The American dancer, choreographer and dance teacher living in Spain Arnold Taraborrelli (Philadelphia, 1931) died this Sunday at the age of 92 at the Jiménez Díaz Foundation in Madrid, as sources close to the family have informed the Efe agency.

Taraborrelli has died after being admitted to the hospital due to respiratory complications and there will be no wake or burial, since while he was alive he decided to donate his body to science, according to the actor and director Pedro Santos, who in 2012 co-directed the documentary ‘Dos palmas!!’, dedicated to his teacher.

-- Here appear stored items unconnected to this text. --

PR #147, opened 2020-04-08
serializing nested ntbk metadata items

choldgraf:
I *think* that this is the only thing that we need to do in order to get nested metadata working.

edit: I think I need to edit some of the tests because the metadata in the output document will be different...I will try and figure out to update the regressions stuff so that it works (though somebody comment if that's not the problem here). @chrisjsewell are we OK with just updating the regression templates so that they now include the JSON-serialized nested metadata?

closes #147

### DIFF
--- a/tests/test_parser.py
+++ b/tests/test_parser.py
@@ -6,7 +6,16 @@ def test_basic_run(sphinx_run, file_regression):
     sphinx_run.build()
     # print(sphinx_run.status())
     assert sphinx_run.warnings() == ""
-    assert sphinx_run.app.env.metadata == {"basic_run": {"test_name": "notebook1"}}
+    assert set(sphinx_run.app.env.metadata["basic_run"].keys()) == {
+        "test_name",
+        "kernelspec",
+        "language_info",
+    }
+    assert sphinx_run.app.env.metadata["basic_run"]["test_name"] == "notebook1"
+    assert (
+        sphinx_run.app.env.metadata["basic_run"]["kernelspec"]
+        == '{"display_name": "Python 3", "language": "python", "name": "python3"}'
+    )
     file_regression.check(sphinx_run.get_doctree().pformat(), extension=".xml")
 
     filenames = {
@@ -20,11 +29,28 @@ def test_basic_run(sphinx_run, file_regression):
 )
 def test_complex_outputs(sphinx_run, file_regression):
     sphinx_run.build()
-    # print(sphinx_run.status())
     assert sphinx_run.warnings() == ""
-    assert sphinx_run.app.env.metadata == {
-        "complex_outputs": {"celltoolbar": "Edit Metadata", "hide_input": "False"}
+
+    assert set(sphinx_run.app.env.metadata["complex_outputs"].keys()) == {
+        "ipub",
+        "hide_input",
+        "nav_menu",
+        "celltoolbar",
+        "latex_envs",
+        "kernelspec",
+        "language_info",
+        "jupytext",
+        "toc",
+        "varInspector",
     }
+    assert (
+        sphinx_run.app.env.metadata["complex_outputs"]["celltoolbar"] == "Edit Metadata"
+    )
+    assert sphinx_run.app.env.metadata["complex_outputs"]["hide_input"] == "False"
+    assert (
+        sphinx_run.app.env.metadata["complex_outputs"]["kernelspec"]
+        == '{"display_name": "Python 3", "language": "python", "name": "python3"}'
+    )
     file_regression.check(sphinx_run.get_doctree().pformat(), extension=".xml")
 
     filenames = {
--- a/myst_nb/parser.py
+++ b/myst_nb/parser.py
@@ -117,7 +117,7 @@ def nb_to_tokens(ntbk: nbf.NotebookNode) -> Tuple[MarkdownIt, AttrDict, List[Tok
 
     for cell_index, nb_cell in enumerate(ntbk.cells):
 
-        # if the the source_map ahs been stored (for text-based notebooks),
+        # if the the source_map has been stored (for text-based notebooks),
         # we use that do define the starting line for each cell
         # otherwise, we set a pseudo base that represents the cell index
         start_line = source_map[cell_index] if source_map else (cell_index + 1) * 10000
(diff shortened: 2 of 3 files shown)


chrisjsewell:
Yep the failed tests show that the metadata is being correctly propagated to the sphinx env, you just need to update them!

choldgraf:
OK I think I've got it fixed (in a fairly inelegant way, but 🤷‍♂ ). I had to update the pre-commit flake8 test because the nested JSON lines are too long, but other than that tests were passing

tests/test_parser.py
```diff
@@ -23,7 +29,18 @@ def test_complex_outputs(sphinx_run, file_regression):
...
+        "complex_outputs": {
+            "celltoolbar": "Edit Metadata",
+            "hide_input": "False",
+            "ipub": '{"bibliography": "example.bib", "biboptions": ["super", "sort"], "bibstyle": "unsrtnat", "language": "portuges", "listcode": true, "listfigures": true, "listtables": true, "titlepage": {"author": "Authors Name", "email": "authors@email.com", "institution": ["Institution1", "Institution2"], "logo": "logo_example.png", "subtitle": "Sub-Title", "supervisors": ["First Supervisor", "Second Supervisor"], "tagline": "A tagline for the report.", "title": "Main-Title"}, "toc": {"depth": 2}, "pandoc": {"use_numref": true, "at_notation": true}, "sphinx": {"bib_title": "My Bibliography"}}',
+            "jupytext": '{"metadata_filter": {"notebook": "ipub"}}',
+            "kernelspec": '{"display_name": "Python 3", "language": "python", "name": "python3"}',
+            "language_info": '{"codemirror_mode": {"name": "ipython", "version": 3}, "file_extension": ".py", "mimetype": "text/x-python", "name": "python", "nbconvert_exporter": "python", "pygments_lexer": "ipython3", "version": "3.6.2"}',
```
choldgraf, line 38: @chrisjsewell is there any reason for us to think any of this stuff will be brittle and break over time? (e.g. as libraries update etc?)

choldgraf: ugh I think the answer is yes, because the tests are erroring because the version of jupytext they've got is different from the one on my machine. hmmmmm

.pre-commit-config.yaml
```diff
@@ -6,7 +6,9 @@ exclude: >
       \.vscode/settings\.json|
       tests/commonmark/commonmark\.json|
       .*\.xml|
-      tests/.*\.txt
+      tests/.*\.txt|
+      tests/test_parser.py|
+      tests/test_text_based.py
```
chrisjsewell, line 11: Lazy 😜 ! Add `# noqa: E501` to specific lines that are too long, not ignore the whole file

tests/test_parser.py
```diff
@@ -23,7 +29,18 @@ def test_complex_outputs(sphinx_run, file_regression):
     # print(sphinx_run.status())
     assert sphinx_run.warnings() == ""
     assert sphinx_run.app.env.metadata == {
```
chrisjsewell, line 31: as this is pretty long now, probably easier to add a `data_regression.check`

chrisjsewell: same with the others

.pre-commit-config.yaml
choldgraf: ahhh that's right, I knew there was a way to do that

tests/test_parser.py
choldgraf: ok this is a good opportunity to learn about `data_regression.check`. I guess that we will just have to update the regression templates any time that the jupytext version is updated

chrisjsewell: Yeh, or if it's going to change to often, just do as a minimum `assert set(sphinx_run.app.env.metadata.keys()) == {"celltoolbar", ...}`

choldgraf:
@chrisjsewell where does the jupytext dependency get defined? I didn't see it in there, but I think it's needed for myst text reading, no? Are we inheriting it from some other package? And if so then should I just add it in explicitly?

chrisjsewell:
> where does the jupytext dependency get defined? I didn't see it in there, but I think it's needed for myst text reading, no? Are we inheriting it from some other package? And if so then should I just add it in explicitly?

There's (at least currently) no specific dependency of `myst-nb` or jupytext, since the [relevant code from jupytext](https://github.com/mwouts/jupytext/blob/b8693695640efa0659d91ab6f5a2524ca9f75471/jupytext/myst.py#L213) is essentially copied into `myst_nb/convert`. It's an open question if, now that jupytext 1.4.2 is released, we delete this code and import from jupytext.

The versions you see in the notebook/myst-markdown metadata, are/were generated during `jupytext --to myst notebook.ipynb` or when you pair the notebook in jupyter notebook/lab.
They don't change dynamically and are not strictly required for reading in the current code (jupytext uses them to checks for compatible versions: https://github.com/mwouts/jupytext/blob/b8693695640efa0659d91ab6f5a2524ca9f75471/jupytext/formats.py#L365). So yeh they are static and won't change if dependencies change

choldgraf:
OK take a look at the latest testing suite. I'm checking for all the keys in the metadata, as well as for the proper values for a few keys, including both "flat" and "nested" values. Think that works?

tests/test_parser.py
```diff
@@ -6,7 +6,16 @@ def test_basic_run(sphinx_run, file_regression):
...
-    assert sphinx_run.app.env.metadata == {"basic_run": {"test_name": "notebook1"}}
+    assert set(sphinx_run.app.env.metadata["basic_run"].keys()) == {
+        "test_name",
+        "kernelspec",
+        "language_info",
+    }
+    assert sphinx_run.app.env.metadata["basic_run"]["test_name"] == "notebook1"
+    assert (
+        sphinx_run.app.env.metadata["basic_run"]["kernelspec"]
+        == '{"display_name": "Python 3", "language": "python", "name": "python3"}'
```
choldgraf, line 17: note - black did this, and it seemed reasonable + removed the line too long issues, so I went with it

choldgraf:
image

chrisjsewell:
Yep looks fine to me 👍

chrisjsewell:
I don't think you realize how easy you have it here lol. For example, I just has this PR merged https://github.com/aiidateam/aiida-core/pull/3613 after months of having to address revisions from 3 reviewers and a lot more stringent CI checks 😬

choldgraf:
haha - my worst was in switching over the matplotlib documentation entirely to use sphinx-gallery. It took 7 months and more bikeshedding than I have ever experienced in my life :-)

Taraborrelli’s career is part of the history of Spanish dance in recent decades, where he stands out as a creator and above all a teacher; Among his students, names such as Carmen Maura, Ana Belén, Nacho Duato and Miguel Bosé stand out.

Born in Philadelphia to Italian parents, who instilled in him a deep love of art since he was a child, Taraborrelli studied at Temple University and the Tyler School of Fine Arts.

As a dancer he debuted in a production of the opera ‘Carmen’ in Philadelphia and later in Broadway theaters. In New York he trained under the precepts of Martha Graham and José Limón and in London and Puerto Rico he began to develop his professional career as a choreographer.

It was in Puerto Rico where Taraborrelli came into contact with some of the most prominent figures in Spain at that time, such as Lola Flores y Mercedes and Albano Zúñiga, with whom he would work years later, already in Spain.

He arrived in Madrid in the sixties of the last century, and it was key to meet Miguel Narros and William Leyton, with whom he undertook a fruitful stage in teaching acting and movement that germinated in various independent theater groups such as the Pequeno. Theatre, the Teatro Estudio de Madrid (TEM), the Teatro Estudio Independiente (TEI) and the Teatro Estable Castellano (TEC).

Taraborrelli began to acquire great recognition as a teacher, a facet that he never abandoned. In recent years he had his studio on General Oráa Street in Madrid, which, according to Santos, sometimes seemed more “confessional”, as his students came to listen to his advice “not only about art but also about life.”

As a choreographer, he signed creations for operas such as ‘Orpheus and Eurydice’, ‘Divine Words’, ‘The Swallows’ and ‘Othello’; and for theatrical productions such as ‘The Last Days of Kant’, ‘Don Álvaro or the Force of Fate’, ‘Life is a Dream’ and ‘So Five Years Go By’, among many others.